The fulltext search index is currently world-readable in the native
elasticsearch 6.8 API at:

    https://search.fatcat.wiki/covid19_fatcat_fulltext

An index of native fatcat release schema for just the papers in this corpus is
also available at:

    https://search.fatcat.wiki/covid19_fatcat_release

Accessing both of these indices from your own software, or from browsers
directly via cross-site requests, should mostly work fine.

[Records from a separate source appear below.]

PR #1528, opened 2022-01-19
Testing and searching for sporadic failures

MilanPospisil:
Issue: AAH-1282

This is meant to fix sporadic failures in `imports_filter.js`:

    "before each" hook for "Exact search for completed is working." / "before each" hook for "exact filter for name is working."
    
    Request failed with status code 403

example: https://github.com/ansible/ansible-hub-ui/runs/5100841966?check_suite_focus=true#step:17:601 , https://github.com/ansible/ansible-hub-ui/runs/5087051667?check_suite_focus=true#step:17:603

(this does not address failures in `collection_upload` or `view_only`)

### DIFF
--- a/test/cypress/integration/imports_filter.js
+++ b/test/cypress/integration/imports_filter.js
@@ -54,6 +54,7 @@ describe('Imports filter test', () => {
   });
 
   it('Exact search for completed is working.', () => {
+    cy.wait(10);
     cy.get('.import-list button:first').click();
     cy.contains('a', 'Status').click();
 
--- a/test/cypress/integration/imports_filter.js
+++ b/test/cypress/integration/imports_filter.js
@@ -51,10 +51,10 @@ describe('Imports filter test', () => {
       .contains('different_name')
       .should('not.exist');
     cy.get('[data-cy="import-list-data"]').contains('my_collection1');
+    cy.wait(10000);
   });
 
   it('Exact search for completed is working.', () => {
-    cy.wait(10000);
     cy.get('.import-list button:first').click();
     cy.contains('a', 'Status').click();
 
--- a/test/cypress/integration/imports_filter.js
+++ b/test/cypress/integration/imports_filter.js
@@ -10,6 +10,10 @@ describe('Imports filter test', () => {
     cy.galaxykit('-i collection upload filter_test_namespace different_name');
   });
 
+  after(() => {
+    deleteNamespacesAndCollections();
+  });
+
   beforeEach(() => {
     cy.login();
     cy.visit('/ui/my-imports?namespace=filter_test_namespace');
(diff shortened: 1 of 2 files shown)


himdel (approved):
Let's merge this one and address my comments in a later PR, looks like this does resolve the sporadic failure :+1: Thanks :)

test/cypress/integration/imports_filter.js
```diff
@@ -10,29 +10,48 @@ describe('Imports filter test', () => {
...
+    cy.deleteNamespacesAndCollections();
+  });
+
   beforeEach(() => {
     cy.login();
     cy.visit('/ui/my-imports?namespace=filter_test_namespace');
   });
 
   it('partial filter for name is working.', () => {
+    cy.intercept(
```
himdel, line 23: could we move the intercept to `beforeEach`? It seems to be used by all the tests now :)

And more, we could also wait for the first request (the one when loading the page) in `beforeEach`, so each tests starts in a state where the first unfiltered list has already loaded.

test/cypress/integration/imports_filter.js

## Development Environment

This software is developed and deployed on GNU/Linux (Debian family) and hasn't
been tested elsewhere. Software dependencies include:

- python 3.7 (locked to this minor version)
- [pipenv](https://github.com/pypa/pipenv)
- `poppler-utils`
- elasticsearch 6.x (7.x may or may not work fine)
- [esbulk](https://github.com/sharkdp/fd)
- [ripgrep](https://github.com/BurntSushi/ripgrep) (`rg`)
- [`fd`](https://github.com/sharkdp/fd)
- `pv`
- `parallel`

To run the web interface in local/debug mode, with search queries sent to
public search index by default:

    cp example.env .env
    pipenv install --dev --deploy
    pipenv shell
    ./covid19_tool.py webface --debug

    # output will include a localhost URL to open


## Translations

Update the .pot file and translation files:

    pybabel extract -F extra/i18n/babel.cfg -o extra/i18n/web_interface.pot fatcat_covid19/
    pybabel update -i extra/i18n/web_interface.pot -d fatcat_covid19/translations

Compile translated messages together:

    pybabel compile -d fatcat_covid19/translations

Create initial .po file for a new language translation (then run the above
update/compile after doing initial translations):

    pybabel init -i extra/i18n/web_interface.pot -d fatcat_covid19/translations -l de


## Acknowledgements

For content and bibliographic metadata (partial list):

- Allen Institute's CORD-19 dataset
- PubMed catalog and PMC repository
- World Health Organization
- Wanfang Data
- CNKI
- biorxiv and medrxiv pre-print repositories
- publishers large and small, from around the world, making this research
  accessible (in some cases temporarily)
- research authors
- hospital workers and other emergency responders around the world

## Contact, Contributions, Licensing

General inquires should go to
[webservices@archive.org](mailto:webservices@archive.org). Take-down requests
and legal inqueries to [info@archive.org](mailto:info@archive.org). Bryan's
contact information is available [on his website](https://bnewbold.net/about/).

Contributions are welcome! Development is currently on Github and technical
issues (bugs, feature requests) can be filed there:
<https://github.com/bnewbold/covid19-fatcat-wiki>

The software in this repository is licensed under a combination of MIT and
AGPLv3 licenses. See `LICENSE.md` and `CONTRIBUTORS.md` for details.